Everything you need to know about using MailFlusher.
Visit the registration page and choose a username. This username becomes your personal subdomain — for example, if you choose "mrunknown", your aliases will be anything@mrunknown.mailflusher.com.
You'll also need to provide your real email address (where forwarded emails will be sent) and a password. After registering, verify your email address by clicking the link in the verification email.
You can also sign up with Google for faster registration.
There are two ways to create aliases:
1. On-the-fly (with catch-all enabled): Simply make up any email address using your subdomain and use it anywhere. For example, give out shopping@mrunknown.mailflusher.com when signing up to an online store. The alias is created automatically when it receives its first email.
2. From the dashboard: Log in, go to Aliases, and click "Create Alias". You can choose a random format (random characters, random words, UUID) or enter a custom local part.

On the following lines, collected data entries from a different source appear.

PR #10813, opened 2025-01-27
Added my "Gatsby to Astro" migration article

alvinometric:
I did the polite thing and didn't put my article at the top of the list 😄


sarah11918:
I appreciate not putting it at the *top* of the list, but I did just yesterday go through these for "balance", putting cards of roughly the same size next to each other, and this kind of throws that off a little with a cascading effect!

Looking quickly, I do think the end of the list is the best place at the moment, as there doesn't seem to be another good choice to pair it up with. So please move it there, and yay, thanks for sharing!

alvinometric:
No problem, thanks Sarah 🙏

When you receive a forwarded email, the From header contains an encoded reply address like:
alias+sender=example.com@mrunknown.mailflusher.com
Simply click "Reply" in your email client — it will automatically use this encoded address. The reply is routed through MailFlusher so the recipient only sees your alias, never your real email.
You can verify the reply was sent by checking the reply count on your alias in the dashboard. Note: Reply/send is available on Standard and Pro plans.
To send an email from an alias to hello@example.com using the alias myalias@mrunknown.mailflusher.com, compose an email to:
myalias+hello=example.com@mrunknown.mailflusher.com
Replace the @ in the destination address with =. The email will appear to come from your alias. You must send from a verified recipient address on your account.
When an alias is deactivated, all emails sent to it are silently discarded. The sender will not receive any error or bounce message — the emails simply disappear. You can reactivate the alias at any time to resume receiving emails.
When an alias is deleted, emails sent to it will be rejected with an error message: "550 5.1.1 Address does not exist". The sender will be notified that the address doesn't exist.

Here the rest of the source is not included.